Since we have access to samples from both distributions, we can also create an approximation of the difference distribution, simply by subtracting one set of samples from the other: \(\Delta(\mu|\mathbf{C}, \bar{\mathbf{C}})\), where \(\bar{\mathbf{C}}\) is the confusion matrix of the random classifier.

The output difference distribution is just another distribution, which we can summarize as before. In the depicted example above, the median difference is \(0.1670\), with an HDI of \([0.0798, 0.2531]\). In other words, we can be fairly certain that the classifier outperforms a random classifier.

A quantity that encapsulates this, is the probability of direction, which serves as the Bayesian equivalent of the (complement of the) frequentist p-value. In this case, the probability of direction would be the area under the difference PDF, for which the difference is positive:

\[p_{\text{dir}}=\int_{0}^{\infty} \Delta(\mu|\mathbf{C}, \bar{\mathbf{C}}) d\mu\]

We can be estimate this by simply taking the ratio of samples of the difference distribution which are smaller than 0: \(\frac{\#p(\mu|\mathbf{C})\geq p(\mu|\bar{\mathbf{C}})}{N}\). For the above depicted example, this is \(99.99\%\), meaning there is a \(0.01%\) chance that the model achieves random performance.

While this tells us something about statistical significance, it says nothing about practical significance. An arbitrarily small difference can still be statistically significant, as long as the metric uncertainty is small enough (e.g., the sample size is large enough).

This is where the Region of Practical Equivalence (ROPE) comes in. It is the region around the null effect, 0, bounded by the value which we consider practically equivalent to the null effect. For example, for F1, we might consider any scores within \(0.01\) of each other to be practically the same.

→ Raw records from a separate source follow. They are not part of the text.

PR #54, opened 2021-01-27
Add tests which use parser to verify schema

mmulholla:
Sorry, a lot in this PR.

I updated the directory structure to be cleaner which affected the existing tests which all moved.
I also added the new schema test which basically feeds a bunch of pre-created devfiles. mostly invalid, into the parser to verify the schema - similar to the tests in the api repo.
The updated  README hopefully explains things.  

Here is the branch which might make easier viewing: https://github.com/mmulholla/library/tree/AddSchemaVerifyTestsPart1/tests

There are two new go files which are the main part of the update:
https://github.com/mmulholla/library/blob/AddSchemaVerifyTestsPart1/tests/v2/schemaTest/schema_test.go
https://github.com/mmulholla/library/blob/AddSchemaVerifyTestsPart1/tests/v2/utils/schemaTest_utils.go


mmulholla:
Build failure is unrelated to this PR:

ok  	github.com/devfile/library/pkg/devfile/parser/data	0.009s
--- FAIL: TestGetDevfileContainerComponents (0.00s)
    --- FAIL: TestGetDevfileContainerComponents/Case_4_:_Get_Container_component_with_the_specified_filter (0.00s)
        components_test.go:285: TestGetDevfileContainerComponents unexpected error: Attribute with key "secondString" does not exist
FAIL
FAIL	github.com/devfile/library/pkg/devfile/parser/data/v2	0.006s

The test added by this pass:

ok  	github.com/devfile/library/tests/v2/parserTest	38.706s
ok  	github.com/devfile/library/tests/v2/schemaTest	0.736s

tests/v2/devfiles/components/kubernetesMixedCaseName.yaml
```diff
@@ -0,0 +1,3 @@
+  - name: MixedCaseName
+    kubernetes:
+      inlined: testInlined
```
maysunfaisal, line 3: nit: new line

tests/v2/devfiles/components/pluginAll.yaml
```diff
@@ -0,0 +1,47 @@
+  - name: "testpluginuri"
+    plugin:
+      uri: "https://raw.githubusercontent.com/devfile/library/master/tests/v2/devfiles/samples/testParent.yaml"
```
maysunfaisal, line 3: no kubernetes or id in snippet, but look out for the PR to remove plugin. so we may need to delete these tests

tests/v2/devfiles/metadata/metadataAll.yaml
```diff
@@ -0,0 +1,15 @@
...
+  version: 1.0.0
+metadata:
+  name: test-metadata2
+metadata:  
+  version: 1.0.b 
+metadata:
+  attributes: 
+    test: metadata
+    outcome: pass
+
```
maysunfaisal, line 15: can we have multiple metadata top levels like this? Is this expected to fail?

tests/v2/schemaTest/schema_test.go
```diff
@@ -0,0 +1,88 @@
...
+
+	// Run each test
+	for _, testToRun := range testsToRun {
+
+		totalTests++
+
+		// Test may be disabled pending changes to the schema
+		if testToRun.Disabled {
+			t.Log(utils.LogInfoMessage(fmt.Sprintf("SKIP : %s", testToRun.FileName)))
+			skippedTests++
```
maysunfaisal, line 43: Please mention about the `Disabled` property in README

maysunfaisal (changes requested):

tests/v2/utils/test_utils.go
```diff
@@ -0,0 +1,375 @@
...
+}
+
+// CreateTempDir creates a specified sub directory under the temp directory if it does not exist.
+// Returns the name of the created directory.
+func CreateTempDir(subdir string) string {
+	tempDir := tmpDir + subdir + "/"
+	if _, err := os.Stat(tempDir); os.IsNotExist(err) {
+		os.Mkdir(tempDir, 0755)
+	}
+	return tempDir
```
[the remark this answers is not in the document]
mmulholla: If I can't check or create a tmp directory at this point in the test, bigger problems exist and we probably never get this far, so adding logic for it and the ripple effect it has on callers of the function adds over complication for something which should never happen and it of does worse things will be going wrong. I often say I am writing test for the parser not the operating system.

tests/v2/utils/schemaTest_utils.go
```diff
@@ -0,0 +1,146 @@
...
+				yamlFile.WriteString("\n")
+			}
+		}
+		yamlFile.Close()
+	}
+	return yamlFileName, err
+}
+
+// GetAlTests returns all tests from all json files in the specified directory
+func GetAllTests(directory string) ([]TestToRun, bool) {
```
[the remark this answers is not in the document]
mmulholla: No hiding going on, the test puts out an error message for every error but when the error happens. The thing here is that this function is reading all of the tests from all of the json files, and potentially there could be many many errors, but at the same time some valid test will probably have been identified and then those tests should be run. As the code which reads the return boolean outputs: 

fmt.Sprintf("At least one error occurred reading tests from %s, see log for details", jsonDir))) 

Question should not be what others normally do in go does but what is best for the situation. If you want an err I would create one before return and set it to the message above, but why?

tests/v2/utils/schemaTest_utils.go
```diff
@@ -0,0 +1,146 @@
...
+
+	var err error
+	if len(testJsonFile.Tests) < 1 {
+		// Open the json file which defines the tests to run
+		testJson, err := os.Open(filepath.Join(jsonDir, testJsonFile.FileInfo.Name()))
+		if err != nil {
+			LogErrorMessage(fmt.Sprintf("Failed to open %s : %s", testJsonFile.FileInfo.Name(), err))
+		} else {
+			// Read contents of the json file which defines the tests to run
+			byteValue, err := ioutil.ReadAll(testJson)
```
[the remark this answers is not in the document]
mmulholla: Fixed. I hate go! It is like Java with handcuffs.

tests/v2/utils/schemaTest_utils.go
```diff
@@ -0,0 +1,146 @@
...
+	return jsonFiles, err
+}
+
+// GetTests returns an array of TestToRun objects, one for each test contained in a json file
+func (testJsonFile *TestJsonFile) GetTests() ([]TestToRun, error) {
+
+	var err error
+	if len(testJsonFile.Tests) < 1 {
+		// Open the json file which defines the tests to run
+		testJson, err := os.Open(filepath.Join(jsonDir, testJsonFile.FileInfo.Name()))
```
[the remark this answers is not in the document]
mmulholla: Fixed. I hate go! It is like Java with handcuffs.

tests/v2/devfiles/commands/compositeMinimum.yaml
```diff
@@ -0,0 +1,4 @@
+  - id: compositetest1
+    composite:
+      group:
+        kind: test
```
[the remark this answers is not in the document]
mmulholla: Nothing in composite is mandatory, does seem odd. Could it make sense in a parent or plugin?

tests/v2/devfiles/components/kubernetesMixedCaseName.yaml
mmulholla: done

tests/v2/devfiles/components/pluginAll.yaml
mmulholla: yes, parser currently rejects anything other than uri so I took kubernetes and id out. 
This error from parser: "plugin URI undefined, currently only URI is suppported"

tests/v2/devfiles/metadata/metadataAll.yaml
mmulholla: Have thought about this myself, so far nothing complains about this format so I have gone with it.

tests/v2/schemaTest/schema_test.go
mmulholla: Done.

tests/README.md
```diff
@@ -28,24 +28,77 @@ The tests which generate devfiles with random content at run time currently cove
...
+    - Missing mandatory attributes.
+    - Multiple use of a one-of attribute.
+    - Attribute values of the wrong type.
+
+### Test structure
+
+- ```test/v2/devfiles``` : contains yaml snippets which are used to generate yaml files for the tests. The names of the sub-directories and files should reflect their purpose.
+- ```test/v2/schemaTest/schema-test.go``` : the go unit test program.
+- ```test/v2/json``` :  contains the json files which define the tests which the test program will run:
+    - ```test-xxxxxxx.json``` : these files are the top level json files, they define the schema to verify and the test files to run.
```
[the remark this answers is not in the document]
mmulholla: Fixed

mmulholla:
@maysunfaisal Thank you for the review. I have responded to all comments and fixed most.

Random vs non-random metric distributions

Using the ROPE, which we symbolically denote as \([-\epsilon, \epsilon]\), we can define four quantities of interest to describe practical significance:

\(p_{\text{ROPE}}=\int_{-\epsilon}^{\epsilon} \Delta(\mu|\mathbf{C}, \bar{\mathbf{C}}) d\mu\): the area within the ROPE, which essentially confirms the null hypothesis
\(p_{\text{sig}}=1-p_{\text{ROPE}}\): the area outside the ROPE, where the values are deemed bidirectionally significant (i.e., the probability the probability that the effect is not null)
\(p_{\text{sig}, +}=\int_{0}^{\epsilon} \Delta(\mu|\mathbf{C}, \bar{\mathbf{C}}) d\mu\): the area outside the ROPE, and greater than 0, where values are positively significant
\(p_{\text{sig}, -}=\int_{-\epsilon}^{0} \Delta(\mu|\mathbf{C}, \bar{\mathbf{C}}) d\mu\): the area outside the ROPE, and lesser than 0, where values are negatively significant

In the case where a model is being compared to a random model, quantity \(p_{\text{sig}, +}\) is most relevant, as it directly tells us how probable it is that the model is better.

So far, we've only considered comparing a model's performance, represented by a confusion matrix, to a virtual random model's performance. The same methodology, however, is applicable to comparing two different models against each other. In that case, we can also compare the achieved \(p_{\text{sig}}\) values to those achieved by two random models. This gives us a quantity similar to a Bayes Factor:

\[\text{BF}_{\text{sig}}=\dfrac{p_{\text{sig}}(\mu|\mathbf{C}_{A}, \mathbf{C}_{B})}{p_{\text{sig}}(\mu|\bar{\mathbf{C}}_{A}, \bar{\mathbf{C}}_{B})}\]

The larger this value is, the more evidence there is that the achieved \(p_{\text{sig}}\) is not a statistical aberration.